Information provided:
PR #946, opened 2019-06-14
Fix envoy links

sdake:
commit ab50e4491b613f1ece33f297a7d49c8e5afbb477
Author: Steven Dake <sdake@users.noreply.github.com>
Date:   Fri Jun 14 14:58:20 2019 -0700

    Run make after modifying protos
    
    This generates the go commented PI as well as the proto HTML
    documentation.

commit 332d1e3a677bf7e4deded524a1a590b690d37541
Author: Steven Dake <sdake@users.noreply.github.com>
Date:   Fri Jun 14 14:56:45 2019 -0700

    Modify upstream links that changed in envoy docs
    
    See PR: https://github.com/istio/istio.io/pull/4424/files
    
    This was an emergency blockage during the last few days of release
    1.2, so the exact process of modifying API first then modifying docs
    was not done.  Instead, sadly it felt backwards (modify docs first,
    then modify this repo).

PR #951, opened 2019-06-17
Fix envoy links (#946)

geeknoid:
* Modify upstream links that changed in envoy docs

See PR: https://github.com/istio/istio.io/pull/4424/files

This was an emergency blockage during the last few days of release
1.2, so the exact process of modifying API first then modifying docs
was not done.  Instead, sadly it felt backwards (modify docs first,
then modify this repo).

* Run make after modifying protos

This generates the go commented PI as well as the proto HTML
documentation.

(cherry picked from commit 20f94249cb73ff74208276fd6763134f79adcfd0)


geeknoid:
@sdake FYI

geeknoid:
Needed for 1.2 docs.

PR #953, opened 2019-06-19
Add ProtocolOptions to DestinationRule

hap2712:
This PR adds the [Envoy http2 protocol options](https://www.envoyproxy.io/docs/envoy/latest/api-v2/api/v2/core/protocol.proto.html) configuration to DestinationRule, as these run per-upstream-cluster.


rshriram:
Hi, can you use the EnvoyFilter crd to add these options for specific clusters?

acevedop:
I have not used Envoy Filter CRDs before, but this is part of the connection manager section in Envoy, not filters, so I would say it can not be done like that. Anyway this is already part of specific clusters because its a DestinationRule, so you have this as part of those rules.

networking/v1alpha3/destination_rule.proto
```diff
@@ -445,6 +445,28 @@ message ConnectionPoolSettings {
...
+    // buffer per stream in the HTTP2 codec buffers. Once the buffer reaches
+    // this pointer, watermark callbacks will fire to stop the flow of data to
+    // the codec buffers. 
+    uint32 initial_stream_window_size = 9;
+
+    // Similar to initial_stream_window_size, but for connection-level
+    // flow-control window.
+    uint32 initial_connection_window_size = 10;
+
+    // Allow proxying websocket and other upgrades over H2 connect.
```
costinm: What is the default ?

costinm:
Re. filter API - we do want to allow filters to apply to clusters, and to use it for special configs. But H2 standard settings are quite reasonable first class APIs, and we have few other h1 and h2 options. None of the added options seem envoy specific or special. My only concern is naming - I want to make sure the options match either the names used in H2 spec or Envoy config, I'm tired of new names.

rshriram:
/hold 
Let’s not add these options as very few people are going to use this. Please use envoy filter instead.

rshriram:
@hap2712 please check out the Istio EnvoyFilter api. Despite its naming, it actually allows you to edit all aspects of Envoy's config (clusters, routes, listeners, etc.). So this setting can be easily accomplished with the EnvoyFilter crd.

geeknoid:
Closing due to inactivity.

PR #957, opened 2019-06-24
 Check in initial openAPI spec for Istio APIs

jasonwzm:
-  APIs in envoy/ are not generated with openapi spec
-  Updated Makefile so that OpenAPI gen is integrated with API update
-  Updated protoc image tool


jasonwzm:
/hold
looks like presubmit failed when running the generator with the new checked in code. I am looking into it.

geeknoid:
Excellent!

/lgtm
/approve

jasonwzm:
@geeknoid The new Docker image resulted in a different protoc go binary and resulted in slightly different generated go files. The diffs can be seen here: https://gist.github.com/jasonwzm/c75cb8619452f94853016ee99001906d
The diffs are primarily different implementations of the sovXXX functions and UnimplementedXXX structs which we do not use in Istio code, so no impact on istio/istio. 
I will add go modules in Dockerfiles of our tools afterwards.

geeknoid:
Can you check out the docs for the gogo protoc extension to see if there's a way to disable this new output? It's just junk we don't need, so I'd rather nix it if we can.

jasonwzm:
Closing this PR now. A new PR will be created to check in the openapis.

PR #958, opened 2019-06-25
Add feature gate in global config

hzxuzhonghu:


hzxuzhonghu:
/assign @rshriram 

Added `LOCALITY_AWARE_ROUTING ` in initial pr, more features should be moved here in future.

mesh/v1alpha1/config.proto
```diff
@@ -419,3 +422,19 @@ message LocalityLoadBalancerSetting{
...
+  LOCALITY_AWARE_ROUTING = 0;
+}
+
+// Feature specify to enable or disable a specific feature.
+message Feature {
+  // Feature is the name of the feature.
+  FeatureName feature = 1;
+
+  // Specify true to enable the feature or false to disable the feature.
+  bool enable = 2;
```
rshriram: sorry for delay. This is very nice. But do you think its useful to have a enable/disable? 
Why can't we simply have a repeated enum such that in mesh config we have

```
features:
- LOCALITY_AWARE_ROUTING
- FOO_BAR
- BAZ
...
```

If someone wants to disable it, they could remove that line right?

hzxuzhonghu: Originally, i have thought about this, but this requires user to explicitly set all features if they want to enable them. 

How about we make this as type map[string]bool. If we have default enabled features in pilot like 
LOCALITY_AWARE_ROUTING,  FOO_BAR, BAZ, and we want to disable BAZ, we just need to set:

```
features:
  BAZ: false
```

hzxuzhonghu: And also have `Feature1` disabled by default in pilot code, and we want to enable it, then just need explicitly set:

```
features:
  Feature1: true
```

hzxuzhonghu: But this has a limit, the key of map in proto can not be a enum type.

rshriram: hmm.. I think then what you have is good enough.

Task:
Exact copies of all the lines above are required.

Response to this task:
PR #946, opened 2019-06-14
Fix envoy links

sdake:
commit ab50e4491b613f1ece33f297a7d49c8e5afbb477
Author: Steven Dake <sdake@users.noreply.github.com>
Date:   Fri Jun 14 14:58:20 2019 -0700

    Run make after modifying protos
    
    This generates the go commented PI as well as the proto HTML
    documentation.

commit 332d1e3a677bf7e4deded524a1a590b690d37541
Author: Steven Dake <sdake@users.noreply.github.com>
Date:   Fri Jun 14 14:56:45 2019 -0700

    Modify upstream links that changed in envoy docs
    
    See PR: https://github.com/istio/istio.io/pull/4424/files
    
    This was an emergency blockage during the last few days of release
    1.2, so the exact process of modifying API first then modifying docs
    was not done.  Instead, sadly it felt backwards (modify docs first,
    then modify this repo).

PR #951, opened 2019-06-17
Fix envoy links (#946)

geeknoid:
* Modify upstream links that changed in envoy docs

See PR: https://github.com/istio/istio.io/pull/4424/files

This was an emergency blockage during the last few days of release
1.2, so the exact process of modifying API first then modifying docs
was not done.  Instead, sadly it felt backwards (modify docs first,
then modify this repo).

* Run make after modifying protos

This generates the go commented PI as well as the proto HTML
documentation.

(cherry picked from commit 20f94249cb73ff74208276fd6763134f79adcfd0)


geeknoid:
@sdake FYI

geeknoid:
Needed for 1.2 docs.

PR #953, opened 2019-06-19
Add ProtocolOptions to DestinationRule

hap2712:
This PR adds the [Envoy http2 protocol options](https://www.envoyproxy.io/docs/envoy/latest/api-v2/api/v2/core/protocol.proto.html) configuration to DestinationRule, as these run per-upstream-cluster.


rshriram:
Hi, can you use the EnvoyFilter crd to add these options for specific clusters?

acevedop:
I have not used Envoy Filter CRDs before, but this is part of the connection manager section in Envoy, not filters, so I would say it can not be done like that. Anyway this is already part of specific clusters because its a DestinationRule, so you have this as part of those rules.

networking/v1alpha3/destination_rule.proto
```diff
@@ -445,6 +445,28 @@ message ConnectionPoolSettings {
...
+    // buffer per stream in the HTTP2 codec buffers. Once the buffer reaches
+    // this pointer, watermark callbacks will fire to stop the flow of data to
+    // the codec buffers. 
+    uint32 initial_stream_window_size = 9;
+
+    // Similar to initial_stream_window_size, but for connection-level
+    // flow-control window.
+    uint32 initial_connection_window_size = 10;
+
+    // Allow proxying websocket and other upgrades over H2 connect.
```
costinm: What is the default ?

costinm:
Re. filter API - we do want to allow filters to apply to clusters, and to use it for special configs. But H2 standard settings are quite reasonable first class APIs, and we have few other h1 and h2 options. None of the added options seem envoy specific or special. My only concern is naming - I want to make sure the options match either the names used in H2 spec or Envoy config, I'm tired of new names.

rshriram:
/hold 
Let’s not add these options as very few people are going to use this. Please use envoy filter instead.

rshriram:
@hap2712 please check out the Istio EnvoyFilter api. Despite its naming, it actually allows you to edit all aspects of Envoy's config (clusters, routes, listeners, etc.). So this setting can be easily accomplished with the EnvoyFilter crd.

geeknoid:
Closing due to inactivity.

PR #957, opened 2019-06-24
 Check in initial openAPI spec for Istio APIs

jasonwzm:
-  APIs in envoy/ are not generated with openapi spec
-  Updated Makefile so that OpenAPI gen is integrated with API update
-  Updated protoc image tool


jasonwzm:
/hold
looks like presubmit failed when running the generator with the new checked in code. I am looking into it.

geeknoid:
Excellent!

/lgtm
/approve

jasonwzm:
@geeknoid The new Docker image resulted in a different protoc go binary and resulted in slightly different generated go files. The diffs can be seen here: https://gist.github.com/jasonwzm/c75cb8619452f94853016ee99001906d
The diffs are primarily different implementations of the sovXXX functions and UnimplementedXXX structs which we do not use in Istio code, so no impact on istio/istio. 
I will add go modules in Dockerfiles of our tools afterwards.

geeknoid:
Can you check out the docs for the gogo protoc extension to see if there's a way to disable this new output? It's just junk we don't need, so I'd rather nix it if we can.

jasonwzm:
Closing this PR now. A new PR will be created to check in the openapis.

PR #958, opened 2019-06-25
Add feature gate in global config

hzxuzhonghu:


hzxuzhonghu:
/assign @rshriram 

Added `LOCALITY_AWARE_ROUTING ` in initial pr, more features should be moved here in future.

mesh/v1alpha1/config.proto
```diff
@@ -419,3 +422,19 @@ message LocalityLoadBalancerSetting{
...
+  LOCALITY_AWARE_ROUTING = 0;
+}
+
+// Feature specify to enable or disable a specific feature.
+message Feature {
+  // Feature is the name of the feature.
+  FeatureName feature = 1;
+
+  // Specify true to enable the feature or false to disable the feature.
+  bool enable = 2;
```
rshriram: sorry for delay. This is very nice. But do you think its useful to have a enable/disable? 
Why can't we simply have a repeated enum such that in mesh config we have

```
features:
- LOCALITY_AWARE_ROUTING
- FOO_BAR
- BAZ
...
```

If someone wants to disable it, they could remove that line right?

hzxuzhonghu: Originally, i have thought about this, but this requires user to explicitly set all features if they want to enable them. 

How about we make this as type map[string]bool. If we have default enabled features in pilot like 
LOCALITY_AWARE_ROUTING,  FOO_BAR, BAZ, and we want to disable BAZ, we just need to set:

```
features:
  BAZ: false
```

hzxuzhonghu: And also have `Feature1` disabled by default in pilot code, and we want to enable it, then just need explicitly set:

```
features:
  Feature1: true
```

hzxuzhonghu: But this has a limit, the key of map in proto can not be a enum type.

rshriram: hmm.. I think then what you have is good enough.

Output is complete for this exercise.